[The Blog - Week 13]
This post comes to you from a rare weekend off from band. Our next game cycle is a three-week turnaround, which gives us room to breathe (and dig into more complicated music and drill).
Last week’s game? Wild. It was Taylor’s first Gopher football experience, and he described it as “strange.” I have to agree! We won 66–0, with the team scoring before I even made it back outside after the pregame show.
We had sunny skies until the very end. Lightning rolled in, the game was paused, and eventually called off. No postgame show for the band, and worse… the tubas didn’t get to play shorts. Tragic, truely.
Outside of band, not much happened this week… unless you count school work, work-work, date nights, and my first quiz-day-Friday in Russian—so, a lot, I suppose.
A lot has been going on around campus as well—strikes, threats, news—it’s been heavy. I’ve been keeping my head down and focusing on what I can control. Maybe that’s not brave, but it feels like the best choice for me at the moment.
I’d say more on this topic, but I would much rather tell you about my plant.
Last November, I stole a bunch of succulents from my parents’ collection. The plan was to rehome them in these 'mythical hanging glass orbs' I got off the internet and give them away as Christmas gifts.
I ordered four orbs: two were successfully gifted, while the others arrived broken.
One only had a busted loop—so I kept it for myself as a fancy little glass pot. I put a plant in it and kept her by my window.
By April, she had outgrown her home—so much so that I had to smash the glass just to get her out. It was a difficult task—my hands were shaking, partly from the usual end-of-day fatigue, but mostly because of the news I’d gotten earlier.
The history department had rejected my grant application—months of hard work with no tangible reward. I was just as crushed as the shards of the once-mythic orb.
I got my plant out safely, though she snapped clean in half while I was repotting her. Cursing the carelessness that came with my grief, and feeling guilty for harming another life, I hastily buried both halves in a bigger plastic receptacle.
Back in the window she went, left to grow—or not—while I pushed forward, forgetting about both the plant and the grant in the relentless waves of schoolwork.
After all, I was still really excited about going to Germany.
A week later, I got an unexpected email. The original grant recipient had a change of plans—the opportunity was mine if I still wanted it.
It reminded me of my Make-A-Wish trip years ago. Originally, I was told I wasn’t sick enough to qualify—a point I tried to take comfort in, even as my heart ached with disappointment. But later, we learned there had been a mix-up and I had been sent the wrong letter.

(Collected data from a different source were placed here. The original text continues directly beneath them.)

PR #1487, opened 2015-10-02
[SERVICES-860] Don't check if user is blocked when validating token

ArturKlajnerok:
We are introducing user blocking mechanism to `/info` resource to prevent blocked users from taking any actions on services level. This will be a default  behavior and we don't want it to force it in external clients like Mercury or MW. That's way an additional `noblockcheck` parameter will disable that feature and is introduced here.

More details in SERVICES-851 and in subtasks. Reference PR for MW : https://github.com/Wikia/app/pull/8665

/cc @Wikia/services-team @kvas-damian @bkoval @perjg @lizlux

### DIFF
--- a/server/lib/HeliosSession.ts
+++ b/server/lib/HeliosSession.ts
@@ -50,7 +50,7 @@ module HeliosSession {
 				}
 
 				Wreck.get(
-					authUtils.getHeliosUrl('/info') + '?code=' + accessToken,
+					authUtils.getHeliosUrl('/info') + '?code=' + accessToken + '&noblockcheck=1',
 					callback
 				);
 			}
--- a/homepage/server/auth.js
+++ b/homepage/server/auth.js
@@ -55,7 +55,7 @@ Auth.prototype.login = function (username, password) {
 
 Auth.prototype.info = function (token) {
 	var url = this.baseUrl + 'info?' +
-		'code=' + token;
+		'code=' + token + '&noblockcheck=1';
 
 	return requestWrapper(url);
 };


server/lib/HeliosSession.ts
```diff
@@ -50,7 +50,7 @@ module HeliosSession {
 				}
 
 				Wreck.get(
-					authUtils.getHeliosUrl('/info') + '?code=' + accessToken,
+					authUtils.getHeliosUrl('/info') + '?code=' + accessToken + '&noblockcheck=1',
```
drsnyder: It seems odd that the same code is in here twice. Is there any way to consolidate?

lizlux:
Not sure familiar with this code but this seems fine to me.

rogatty:
LGTM

perjg:
Checked the change for homepage (homepage/server/auth.js)

LGTM.

server/lib/HeliosSession.ts
kvas-damian: JA homepage is completely separate app, that's why it required separate session handler.

kvas-damian:
LGTM

drsnyder:
Are there automated tests for the functionality provided by the authentication verification? More specifically are there automated tests that make sure these changes didn't break anything?

bkoval:
@drsnyder We do have automated tests suite for Mercury available in Jenkins - see http://qa-s2.wikia-prod:8080/view/Mercury/ 

It runs before each release of Mercury, so basically every day, but they can be triggered manually (although it takes around 2 hours to run them).

There are test cases separately for new login and reg, I bet @ludwikkazmierczak has more info about how to run them.

PR #1490, opened 2015-10-05
INT-213: Minify css files for Japan homepage

perjg:
Update to sass gulp task to also minify css and create css sourcemap.


homepage/gulp/tasks/sass.js
```diff
@@ -6,6 +6,8 @@
 var gulp = require('gulp'),
 	sass = require('gulp-sass'),
 	autoprefixer = require('gulp-autoprefixer'),
+	minifyCss = require('gulp-minify-css'),
```
RafLeszczynski: `gulp-sass` has minifying already build-in so you don't need another dev dependency for it. Check how it's done in Mercury:
https://github.com/Wikia/mercury/blob/dev/gulp/tasks/sass.js#L22
Different options are used for `prod` and `dev` environment:
https://github.com/Wikia/mercury/blob/dev/gulp/options/prod.js#L10
https://github.com/Wikia/mercury/blob/dev/gulp/tasks/sass.js#L22

In addition please consider reusing existing code as much as you can (for example sharing gulp tasks between Mercury and JA Home Page). If you have any question or need help with it please ask @hakubo

perjg: @RafLeszczynski As far as I can see, mercury uses outputStyle: 'compressed' for sass, which I also use for for the homepage. Is there some other setting I am missing?

@RafLeszczynski @hakubo I think sharing more of the gulp tasks between mercury and homepage is a good idea, but the structure of the gulp tasks right now doesn't make that easy. Perhaps we can create a separate Jira issue to discuss how to do this? Also, I don't think that should prevent me from doing tweaks and adjustments to the current homepage gulp scripts as in this PR.

RafLeszczynski: @perjg you are using `gulp-sass` without any custom set options. `gulp-sass` uses the same defaults as `node-sass` which for outputStyles is `nested` https://github.com/sass/node-sass#outputstyle. Later you are using `gulp-minify-css`. I was suggesting not using `gulp-minify-css` as you can accomplish everything you need with gulp-sass. In addition having different settings for dev and production environment would be great - similar to what mercury have. Even better would be sharing the same task between mercury and homepage and just passing different configuration with paths and other required options for each of them.

perjg: @RafLeszczynski I have the options set up for sass in my config files already, but it wasn't working, so I added gulp-minify-css instead.

However, now I found the error: I was simply not passing the options correctly to sass in the gulp script.

I'll close this down and create a new simpler CR with just the change in the sass gulp file.

perjg: New CR here: https://github.com/Wikia/mercury/pull/1499

perjg:
Use this CR instead: https://github.com/Wikia/mercury/pull/1499

PR #1408, opened 2015-09-23
allow for trailing comma in ts

hakubo:
as per
https://github.com/Wikia/guidelines/pull/91

PR #1494, opened 2015-10-05
SOC-1292 Add back to forum link to post details page

garthwebb:
Allow users to get back to the list of posts when they are on a post detail page.

https://wikia-inc.atlassian.net/browse/SOC-1292


front/templates/main/discussion/forum.hbs
```diff
@@ -13,7 +13,12 @@
 <div class="discussion-page row">
 	<div class="rail large-3 columns">
 		{{community-badge}}
-		{{discussion-back-button}}
+		<div class="separator"></div>
```
mklucsarits: Why not ```<hr>```?

bkoval: +1 to hr :)

bkoval:
LGTM except the div <-> hr thing :)

front/styles/main/layout/_discussion-rail.scss
```diff
@@ -4,3 +4,10 @@
 	}
 }
 
+$discussion-rail-separator-color: #e6e6e6;
+
+.rail .separator {
```
mklucsarits: Sorry to nitpick, but can it just be ```.rail hr```? Then you don't need the classname that was needed for the div.

bkoval:
LGTM :octopus:

front/scripts/main/routes/DiscussionPostRoute.ts
```diff
@@ -38,6 +38,9 @@ App.DiscussionPostRoute = Em.Route.extend(App.UseNewNavMixin, App.DiscussionRout
 		didTransition(): boolean {
 			this.controllerFor('application').set('noMargins', true);
 			return true;
-		}
+		},
+		goToForum(forumId: number): void {
+			this.transitionTo('discussion.forum', forumId);
+		},
```
armonr: I think this will cause a warning

front/scripts/main/models/DiscussionPostModel.ts
```diff
@@ -2,7 +2,8 @@
 
 App.DiscussionPostModel = Em.Object.extend({
 	wikiId: null,
-	threadId: null,
+	postId: null,
+	forumId: null,
```
armonr: Should these properties (and the ones below) be inside `init()`, [As @rogatty pointed out](https://dockyard.com/blog/2015/09/18/ember-best-practices-avoid-leaking-state-into-factories)?

front/scripts/main/routes/DiscussionPostRoute.ts
garthwebb: What will cause a warning?  Did you try it and see a warning?

front/scripts/main/models/DiscussionPostModel.ts
garthwebb: I don't think these will be affected since these are scalar, null-type default values, rather than an array that could be added to, or a meaningful default that could be assumed to be valid by an instance.

front/scripts/main/routes/DiscussionPostRoute.ts
rogatty: I think that @armonr meant the trailing comma here. It shouldn't cause a warning anymore as we've changed tslint rules, see https://github.com/Wikia/mercury/pull/1408

front/scripts/main/models/DiscussionPostModel.ts
bognix: I believe it's safe for nulls and ints, I'm not so sure about array below https://github.com/Wikia/mercury/pull/1494/files#diff-6ca9940dddda8e8ce9d94b5f94033310R9.

Check out the paragraph about "Leaking state into the class" it mentioned article.
What is more I suggest using Ember.A() instead of [] -  https://one.wikia-inc.com/wiki/User_blog:Bogna_Knychala/Fun_With_Ember:_JS_Arrays we already have this problem with Curated Content Editor and Infobox builder

front/scripts/main/routes/DiscussionPostRoute.ts
armonr: NVM, then. Thanks!

front/scripts/main/models/DiscussionPostModel.ts
armonr: Scalars are not immutable, are they? I still suspect that these properties are class level rather than instance level. @rogatty?

rogatty: @armonr scalar properties don't leak, check the demo I've prepared: http://emberjs.jsbin.com/wolivahucu/1/edit?js,console

There is also another good article - http://www.cerebris.com/blog/2012/03/06/understanding-ember-object/ - in which you can read:
>When declaring objects or arrays in your classes, you'll typically want to initialize them along with each instance in the init() function. In this way, each of your objects will receive its own unique instances of objects and arrays.

@bognix yes, it's not safe to use `replies` and `contributors` like that.

mklucsarits:
LGTM

bkoval:
LGTM after resolving https://github.com/Wikia/mercury/pull/1494#discussion-diff-41336845

garthwebb:
@bkoval, I think @rogatty cleared those concerns when he said that scalars don't link.

front/scripts/main/models/DiscussionPostModel.ts
armonr: Thanks for clarifying!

Now, like then, my attitude flipped in an instant. Swept up in the excitement, I began canceling appointments, drafting my two weeks’ notice, and postponing a surgery I’d scheduled for June.
Sometime later that week, I looked at my plant again. The top half—the part I thought would thrive—had withered. But the bottom half sprouted a tiny, strange little flower off to the side. It wasn't much, but it was alive, and it was growing.
I left her with my parents during my travels this summer and just picked her up yesterday. She’s unrecognizable. The frankenplant has grown massive and beautiful. You can still see where she broke—and where she began again. Her petals glow green at the base, changing suddenly into a rich purple at the tips. The scarred stem holds the vibrant bloom high, even as the original leaves wither and fall away.
Though her appearance has changed, and despite not growing in the direction anyone expected, she is thriving—supported by the memory of her past.
Perhaps I am reading too much into it, but I see much in my little plant.
This week, I’m choosing to grow like a succulent. My current grant application is nearly complete—I have my campus interview on Thursday. I don’t have high expectations, but you’ll never achieve if you don’t try… or something of that nature, anyways.